WATCH | Canada’s privacy watchdog says customer data was shared without consent: 

Home Depot shared customer data without consent: privacy watchdog

Home Depot shared customers’ personal data with Meta without their consent, Canada’s privacy watchdog says. Its investigation found that the retail giant was sharing e-receipt data, including email addresses, with Facebook’s parent company.

“The pleading, as I understand it, is that Home Depot’s customers had a reasonable expectation that their purchase data would not be compiled and shared with Meta to be used not only to generate marketing information for Home Depot but also for Meta’s own marketing purposes, including user profiling and targeted advertising unrelated to Home Depot.”

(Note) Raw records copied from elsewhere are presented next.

Issue #4776, opened 2021-11-16
Code Quality: Additional lints in this repository (help wanted!)


neersighted:
We're doing a bunch of code quality cleanup, and as part of that effort I'd like to implement some additional lints/coding conventions. There will be a lot of manual changes here, so I think these will be some items to have multiple people tackle. 

In no particular order:

- ~Add `ban-relative-imports = true` to `.flake8` and remove relative imports from the repo.~
- ~Add `flake8-type-checking==1.0.4` to `.pre-commit-config.yaml` with `enable-extensions = TC, TC2` in `.flake8`, and rework our type annotations for zero runtime cost using string constants. When we drop Python 3.6 support, pyupgrade will be used to automatically switch to `from __future__ import annotations` and unquote the annotations.~
- ~Add `flake8-use-fstring==1.3` to `.pre-commit-config.yaml` and fix all the use of `.format()` on string constants in the repo. Start at level 0, and try level 1 if possible. Level 2 is likely useless in this repo (I think we will always use `.format()` on string variables), but you could prove me wrong.~
- ~Remove `E501` from `.flake8` -- currently, black leaves our long comments, docstrings, and string constants alone -- let's hand-format them to comply with the line length limit.~

Please call dibs in this issue to prevent duplicated effort.

(suggestions for additional code quality improvements/tools to enforce them are also welcomed here)

neersighted:
(suggestions for additional code quality improvements/tools to enforce them are also welcomed here)

neersighted:
Here are some other tools I have glanced at, but not yet fully investigated for usefulness (of the tool itself, or the change):

* https://github.com/best-doctor/flake8-class-attributes-order
* https://github.com/wemake-services/flake8-eradicate
* https://github.com/MartinThoma/flake8-simplify
* https://github.com/m-burst/flake8-pytest-style
* https://github.com/PyCQA/pep8-naming
* https://github.com/pycqa/flake8-docstrings
* https://github.com/gforcada/flake8-builtins

neersighted:
This comment tracks the implementation status of new lints:

* https://github.com/sco1/flake8-annotations @ 4775

branchvincent:
> * Add `ban-relative-imports = true` to `.flake8` and remove relative imports from the repo.

happy to take this one!

danieleades:
i'll take `pep8-naming`

wagnerluis1982:
[...]

PR #4798, opened 2021-11-18
Use flake8 simplify

radoering:
# Pull Request Check List

Relates-to: #4776

I plan to have one commit per violation code, so you can easily check if you like all of them.

Before I tackle [SIM300](https://github.com/MartinThoma/flake8-simplify/issues/16) Yoda conditions (which is by far the most frequent violation): You also think that this should be fixed, don't you? (Just want to make sure because I know some people who like Yoda conditions). Hopefully, most of these conditions can be replaced with some sort of regex, I still have to come up with. 😀

### DIFF
--- a/.flake8
+++ b/.flake8
@@ -10,6 +10,8 @@ extend-ignore =
     E501,
     # E203: Whitespace before ':' (pycqa/pycodestyle#373)
     E203,
+    # SIM106: Handle error-cases first
+    SIM106,
 per-file-ignores =
     # F401: Module imported by unused (non-implicit modules)
     # TC002: Move third-party import '...' into a type-checking block
--- a/.pre-commit-config.yaml
+++ b/.pre-commit-config.yaml
@@ -36,6 +36,7 @@ repos:
           - flake8-comprehensions==3.7.0
           - flake8-no-pep420==1.2.0
           - flake8-quotes==3.3.1
+          - flake8-simplify==0.14.2
           - flake8-tidy-imports==4.5.0
           - flake8-type-checking==1.1.0
           - flake8-typing-imports==1.11.0
--- a/get-poetry.py
+++ b/get-poetry.py
@@ -125,8 +125,8 @@ def is_decorated():
     if platform.system().lower() == "windows":
         return (
             os.getenv("ANSICON") is not None
-            or "ON" == os.getenv("ConEmuANSI")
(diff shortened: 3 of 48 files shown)


finswimmer:
> Before I tackle [SIM300](https://github.com/MartinThoma/flake8-simplify/issues/16) Yoda conditions (which is by far the most frequent violation): You also think that this should be fixed, don't you? 

Yes, should be fixed :)

neersighted:
The initial work looks good, and the list of lints at the attached repo also look very helpful for ensuring readable code. As long as the lint isn't too aggressive and the error messages are helpful (don't want to overwhelm new contributors), implementing this looks good to me.

radoering:
I fixed all violations except for `SIM106: Handle error-cases first` because I think in many cases the code would be more difficult to understand resp. maintain after fixing `SIM106` than before fixing it.

If the violation is in a simple `if`-`else` it might be ok. One could debate whether an additional `not` or an `!=` instead of `==` in the condition is worth the exception being thrown first, but if the violation is in an `if`-`elif`-`...`-`else` chain, it becomes really ugly (in my opinion). Let's take the violation at [src/poetry/puzzle/solver.py:298](https://github.com/python-poetry/poetry/blob/cbbd92ceb5938a43a1f4666cdaf9599c74650442/src/poetry/puzzle/solver.py#L294-L303) for example:

```
if not previous:
    # do something
elif dep:
    # do another thing
else:
    raise ValueError
```

In order to handle the error first, I have to add:

```
if not (not previous or dep):
    raise ValueError
```

which could be simplified to

```
if previous and not dep:
    raise ValueError
```

But what happens if an additional case has to be added (another `elif`)? The condition of this case has to be merged into the error handling condition! Thus, you must not forget to do that and you have to be careful not to make a mistake doing it. This seems like some sort of complicated code duplication to me...

In my opinion, `SIM106` should be added to the ignore list.

@finswimmer, @neersighted: What do you think?

neersighted:
> @neersighted: What do you think?

I do think that the general structure proposed by SIM106 is more readable, but I agree that long-term maintainability may be compromised if the pattern is not easily internalized.

I'm fine with disabling the check for now, and revisiting later, personally. All the other changes on this PR look like pretty unambiguous wins for readability and maintainability.

neersighted (approved):

neersighted (approved):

The decision says other class-action proceedings making similar allegations have also been launched in Quebec and Saskatchewan. 

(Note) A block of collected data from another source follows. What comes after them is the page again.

PR #4799, opened 2021-11-18
Re-order pre-commit hooks

sondrelg:
Hi! 

There is no issue for this, so feel free to discard the PR if not wanted.

I just took a look at the pre-commit config and noticed that you're currently running some static checkers (flake8 and yesqa) before code formatters like black and isort. From my own experience I think you can actually eliminate a few false positives if you run all your formatters first - ahead of static checkers 👍 For me, black in particular tends to fix a lot of flake8 errors related to code formatting.

Let me know if you prefer another order.

### DIFF
--- a/.pre-commit-config.yaml
+++ b/.pre-commit-config.yaml
@@ -18,29 +18,6 @@ repos:
       - id: debug-statements
       - id: check-docstring-first
 
-  - repo: https://github.com/pre-commit/pygrep-hooks
-    rev: v1.9.0
-    hooks:
-      - id: python-check-mock-methods
-      - id: python-use-type-annotations
-      - id: python-check-blanket-type-ignore
-      - id: python-check-blanket-noqa
-
-  - repo: https://github.com/asottile/yesqa
-    rev: v1.3.0
-    hooks:
-      - id: yesqa
-        additional_dependencies: &flake8_deps
-          - flake8-broken-line==0.4.0
-          - flake8-bugbear==21.9.2
-          - flake8-comprehensions==3.7.0
-          - flake8-no-pep420==1.2.0
-          - flake8-quotes==3.3.1
-          - flake8-tidy-imports==4.5.0
-          - flake8-type-checking==1.1.0
-          - flake8-typing-imports==1.11.0
-          - pep8-naming==0.12.1
-
   - repo: https://github.com/asottile/pyupgrade
     rev: v2.29.0
     hooks:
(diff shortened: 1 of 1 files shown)


.pre-commit-config.yaml
```diff
@@ -64,6 +41,29 @@ repos:
     hooks:
       - id: black
 
+  - repo: https://github.com/pre-commit/pygrep-hooks
```
neersighted, line 44: I don't know there's any reason to move `pygrep` as it's just a static set of regexes. Feel free to convince me otherwise (if there's a strong reason behind this). I'm fine with moving yesqa lower, however.

neersighted (changes requested):

.pre-commit-config.yaml
neersighted: The flipside of this is I think running `yesqa` after `flake8` might cause less surprising behaviors. I'd be interested in that change on that PR.

sondrelg: Ah yes, I see that the diff seems to indicate that I've moved `pygrep` and `flake8` down, but really what I've actually done is move `isort` and `black` up, since they are not static.

The ordering was:

- pre-commit-hooks (changes code)
- pygrep (static)
- yesqa (static)
- pyupgrade (changes code)
- isort (changes code)
- black (changes code)
- flake8 (static)

and I changed it to

- pre-commit-hooks (changes code)
- pyupgrade (changes code)
- isort (changes code)
- black  (changes code)
- pygrep (static)
- yesqa (static)
- flake8 (static)

The order of the code-changing hooks relative to themselves is the same, and the same goes for static checks.

Does that make sense? 🙂 The github diff viewer doesn't really do this justice so my bad for not highlighting it earlier

sondrelg: Do you want me to change it to this? (flake8 running before yesqa)

pre-commit-hooks (changes code)
pyupgrade (changes code)
isort (changes code)
black (changes code)
pygrep (static)
flake8 (static)
yesqa (static)

neersighted: yesqa is actually a code changer. It removes any noqa that does not change the output of flake8. So by your logic here it should probably go before isort but after pyupgrade?

sondrelg: Oh, I see! Out of all of the hooks, yesqa is the one I don't use myself. So maybe:

```
1. pre-commit-hooks
2. pyupgrade
3. yesqa 
4. isort 
5. black 
```

Would that make sense, or would another order make more sense to you?

Do you still agree with the premise that putting code altering hooks before static hooks (flake8 in particular) is a good thing, to eliminate potential false positives?

neersighted: I have to admit I'm not entirely convinced that this matters in practice, but I'm happy to defer to your greater experience. I think the order described above should be just fine and I'd be happy to accept the change.

sondrelg: That's fair enough. I'll close this then for now 🙂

It follows a 2023 report from Canada’s privacy watchdog, which found that the retailer shared customer data with Meta without consent.

Commissioner Philippe Dufresne released the report saying Home Depot began sharing details from electronic receipts with Meta in 2018 — including encoded email addresses and in-store purchase information — without the knowledge or consent of customers. The company said it stopped sharing customer information with Meta in October 2022.

According to the privacy report, information sent to Meta was used to determine whether a customer had a Facebook account. If they did, Meta compared the person’s in-store purchases to Home Depot’s ads to gauge their effectiveness.

Home Depot told Dufresne’s office that it relied on implied consent and that its privacy statement — accessible through its website and print-upon-request at retail locations — explained that the company uses de-identified information for internal business purposes.